After reading quite a bit about 24-bit and 16-bit audio, it is not totally clear to me that a human can detect a difference between the 16-bit and 24-bit sound. Highly touted sound qualities like dynamic range and sound-to-noise ratio are directly linked to bit depth and those product specifications help sell products, from e-calls to stereos to very expensive sound studio recording electronics. Some audiophiles and music producers argue that under very strict circumstances, certain kinds of sounds, with the best of equipment, stereo gear costing mid-5-figures, some differences can be detected between 16-bit and 24-bit audio. The listener also needs pristine ears not ruined by gunfire or dulled by age. However, most sound experts agree that higher sampling rates and greater bit-depth add some overhead for editing and are much preferred. Manipulating the sounds is just better when there are more data to manipulate. It has been a recent development that modern computers, storage media, and software are finally available to handle crunching all the numbers in recording and editing very quickly and cheaply.

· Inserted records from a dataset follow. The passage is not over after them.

PR #1159, opened 2025-12-26
Fixes multichunk test by only counting the unique urls 

msrathore-db:
## Description

Fixes multichunk test by only counting the unique urls requested that'll ensure that the test is not counting the retries
## Testing

Tested locally

NO_CHANGELOG=true

### DIFF
--- a/development/.release-freeze.json
+++ b/development/.release-freeze.json
@@ -1,4 +1,4 @@
 {
-  "freeze": true,
-  "reason": "3.0.7 release in progress"
+  "freeze": false,
+  "reason": "Release freeze disabled"
 }


samikshya-db:
Is the retry because of incomplete PR #1150  [[code link](https://github.com/databricks/databricks-jdbc/blob/4ed9125c43b54d1c685a17ec541d0922bea57b87/src/main/java/com/databricks/jdbc/api/impl/arrow/ChunkLinkDownloadService.java#L421)]

should we try fixing that first?

msrathore-db:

As an analogy, digital photography has gone through similar explosive growth in capability. High resolution cameras, blazing fast storage media, huge disk drives and flash cards, and amazing software, make capturing and editing photos, operations that would have taken hours a decade ago, possible in seconds. Cameras and computers, unimagined a decade ago, cost only a few hundred dollars at Wal-Mart. Comparing photos to our high-bit sounds again, a 10 megapixel photo squeezed into a 4 x 6 print is about 20,000 dots per inch (dpi). But my eye can't tell the difference between 180 dpi and 300 dpi in the printed photo.  Most computer monitors are only 70-90 dots per inch.  Even HD smart phones won't go beyond 200 dpi.  But given a choice, I'd much rather check the focus and adjust the color in the bigger file and then reduce it to the smaller size we're eventually going to use. I don't need 10 megapixels to post a photo on the web, but it's nice to have them for editing overhead.

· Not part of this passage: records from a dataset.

PR #1175, opened 2026-01-09
Add UserAgent for connector service calls

gopalldb:
## Problem

  Custom user agent from useragententry parameter wasn't included in connector service HTTP requests for feature flag retrieval.

 ## Root Cause

  Method execution order issue in UserAgentManager.setUserAgent() - custom user agent was set AFTER the connector service request was made.

 ## Solution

Some sound editing software upsamples less well resolved sounds to 32-bit when they're input. The software I use does exactly that. In the constant battle of numbers where more is better, there's even a commercial sound editing software suite called Sonar that says it's already capable of 500 KHz sample rates and 64-bit sound. 64-bit sound translates to a resolution of 264= 1.8 x 1019 = or one in 18,000,000,000,000,000,000. That is resolution equal to the thickness of a piece of paper compared to 8 trips to the Sun and back. I'm not sure my ears need that much audio resolution. LOL - I can't see 72dpi without my reading glasses.

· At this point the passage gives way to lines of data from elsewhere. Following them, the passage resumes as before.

Issue #1178, opened 2026-01-12
[BUG]


ovna01:
### Issue with metadata.getTypeInfo ResultSet
**Describe the bug**
The ResultSet from metadata call getTypeInfo and getClientInfoProperties can only be used once per session

**To Reproduce**
For getTypeInfo after connect:
DatabaseMetaData dm = connection.getMetaData();
ResultSet rs = dm.getTypeInfo();
while(rs.next()) {} // Loop to end of rs
// Second call returns the same ResultSet instance that is closed and cannot be used
ResultSet rs = dm.getTypeInfo();

**Expected behavior**
Each call to getTypeInfo() (and getClientInfoProperties) should return a new (or usable) ResultSet.

**Client Environment (please complete the following information):**
 - OS: Mac OS
 - Java 21
 - Java vendor OpenJDK
 - Driver Version 3.01 - 3.0.7
 - BI Tool - DbVisualizer
 - BI Tool version  25.3.1 

**Additional context**
This was detected in DbVisualizer by the developers and we are working on a work around. 
In the tool we call getTypeInfo in several occasions and as the second call does not work some major 
features in DbVisualizer does not work e.g. Create Table.

msrathore-db:
The fix was merged and would be a part of the next release

PR #1187, opened 2026-01-26
Added support for getClientInfoProperties and getTypeInfo to return a new resultset

msrathore-db:
Added support for getClientInfoProperties and getTypeInfo to return a new resultset and not return the same resultset matching the JDBC spec

## Description

Added support for getClientInfoProperties and getTypeInfo to return a new resultset and not return the same resultset matching the JDBC spec
## Testing

Added tests

Fixes: #1178


src/main/java/com/databricks/jdbc/api/impl/DatabricksDatabaseMetaData.java
```diff
@@ -1529,7 +1528,7 @@ public boolean autoCommitFailureClosesAllResultSets() throws SQLException {
   public ResultSet getClientInfoProperties() throws SQLException {
     LOGGER.debug("public ResultSet getClientInfoProperties()");
     throwExceptionIfConnectionIsClosed();
-    return CLIENT_INFO_PROPERTIES_RESULT;
+    return metadataResultSetBuilder.getClientInfoPropertiesResult();
```
vikrantpuppala: Please check if there are any other functions with the similar issue

msrathore-db: Couldn't find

Do you remember Nyquist Theory from the beginning of this post? Nyquist theory said it takes twice as many samples as the frequency of the sound. Nyquist Theory says that given enough letters in the word, the computer can accurately describe the sound waves shown in the examples above in 2 dots! Your computer or digital recorder does much much more than what I described here. I simplified the examples greatly to illustrate the basics of sampling rates and bit depth. I hope it explains some of the 'Hertz' and 'Bits' mumbo-jumbo that some folks throw around without really understanding it, and that I've left you with a basic understanding what the hell they're talking about both here and at other predator web sites.